Didangia carneyi

Scientific classification
- Domain: Eukaryota
- Kingdom: Animalia
- Phylum: Platyhelminthes
- Order: Polycladida
- Family: Didangiidae
- Genus: Didangia
- Species: D. carneyi
- Binomial name: Didangia carneyi Quiroga, Bolanos & Litvaitis, 2008

= Didangia carneyi =

- Authority: Quiroga, Bolanos & Litvaitis, 2008

Species of flatworm

Didangia carneyi is a species of aquatic flatworm belonging to the family Didangiidae. It is found in the Gulf of Mexico.

==Description==
D. carneyi is ovoid in shape, around 1.4–2.2 mm in length. When preserved, the dorsum is a whitish color with brown to pink pigment, which is more concentrated in the pharynx region. It is possible that the species could be pink in life. Brown dots are present radially from the pharynx.
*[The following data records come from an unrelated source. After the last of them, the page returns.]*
PR #797, opened 2018-08-21
Add interactive tests for vi bindings

siteshwar:


src/cmd/ksh93/tests/vi.exp
```diff
@@ -0,0 +1,670 @@
...
+control_mode
+send "j"
+redraw_prompt
+expect -ex ": echo buh bye" {
+    puts "j fetches next history item"
+}
+
+# [count]-  Equivalent to k.
+
+# [count][A If cursor is at the end of the line it is equivalent to / with string^set to the contents of the current line.  Otherwise, it is equivalent to k.
```
krader1961: Minor nit but it would be preferable for comment lines to be no longer than 100 chars to match the line length limit for C source.

src/cmd/ksh93/tests/vi.exp
```diff
@@ -0,0 +1,670 @@
...
+send "2"
+redraw_prompt
+expect -ex "1xzecho 21buh byXYe" {
+    puts "W takes cursor one alpha-numeric word forward"
+}
+
+exec mkdir foo1 foo2 foo3
+
+# [count]e  Cursor to end of word
+clear_prompt
```
krader1961: Every test that ends without leaving a fresh prompt should call `clear_prompt`. In other words, a test like this one should not begin with `clear_prompt`. It should be able to assume the shell has issued a prompt and is waiting for input. If `clear_prompt` is needed it should be tied to the end of the previous test. Also, you need to call `expect_prompt` after, or as part of, `clear_prompt` to ensure we're correctly keeping track of the prompts.

Lastly, each independent test like this one should begin with `log_test_entry` to inject markers in the *interactive.tmp.log* that help when debugging failures.

krader1961:
FYI, this fails on Cygwin and OpenBSD.

On OpenBSD the test to turn the command into a comment by inserting a `#` causes a SIGSEGV:

```
1   nv_associative + 18202
2   nv_associative + 18791
3   0x605e004
4   ed_viread + 6765
5   ed_viread + 1695
6   sh_trap + 46141
7   sh_run + 80087
8   sh_run + 36074
9   sfreserve + 1553
10  job_switch + 94622
11  job_switch + 101720
12  sh_addbuiltin + 131976
13   + 86
fish: 'src/cmd/ksh93/ksh' terminated by signal SIGABRT (Abort)
```

Yay for unit tests!

src/cmd/ksh93/tests/vi.exp
siteshwar: Calling `expect_prompt` inside `clear_prompt` starts causing tests to fail. I am still not sure why.

siteshwar:
It seems the test for `^` binding is consistently failing on macOS.

src/cmd/ksh93/tests/vi.exp
```diff
@@ -0,0 +1,927 @@
...
+proc insert_mode args {
+    global is_control_mode
+    send "i"
+    set is_control_mode 0
+}
+
+# Delete current line and change input mode to insert mode
+proc clear_prompt args {
+    send [ctrl C]
+    control_mode
```
krader1961: This causes problems, at least on macOS. What I'm seeing is that the [esc] is eaten, has no effect, which means the `i` sent by `insert_mode` is inserted in the command line. If I replace these two statements with `expect_prompt` the test reaches line 724 before failing on macOS. It fails on line 738 on Linux.

krader1961: Also, it should always be the case that a [ctrl-C] results in a new prompt that is already in insert mode. It should not be necessary to toggle between control and insert modes in this way. If doing this does make a difference that suggests a bug.

PR #799, opened 2018-08-21
Fix couple of defects identified by coverity

siteshwar:


src/cmd/ksh93/sh/init.c
```diff
@@ -942,6 +942,7 @@ static Sfdouble_t nget_version(Namval_t *np, Namfun_t *fp) {
 
     // Find the second '.' and set it to NULL, so minor version string is set to 0
     dot = strchr(minor_str, '.');
+    assert(dot != 0);
```
krader1961: Just `assert(dot)` is sufficient. If you want to be explicit please use `NULL` rather than zero.

krader1961:
LGTM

The ventral surface is a cream-whitish color; the uteri are visible as two dark lines on each side of the pharynx.

D. carneyi is further distinguished by the orientation of its two accessory prostatic vesicles, which each bear a stylet; additionally, the stylets merge to form a copulatory organ. Additional distinguishing features are the male atrium being surrounded by large glandular cells, two rows of cerebral eyes, and the presence of tentacular eyes.

==Etymology==
The specific epithet was given in honor of Dr. Robert Carney of Louisiana State University, as he was the chief scientist on the cruise that collected D. carneyis type specimens.

==Distribution==
The only known distribution currently of D. carneyi is in the Gulf of Mexico off the coast of the state of Louisiana. Specimens were found on a wild wood fall at around a 600-meter depth.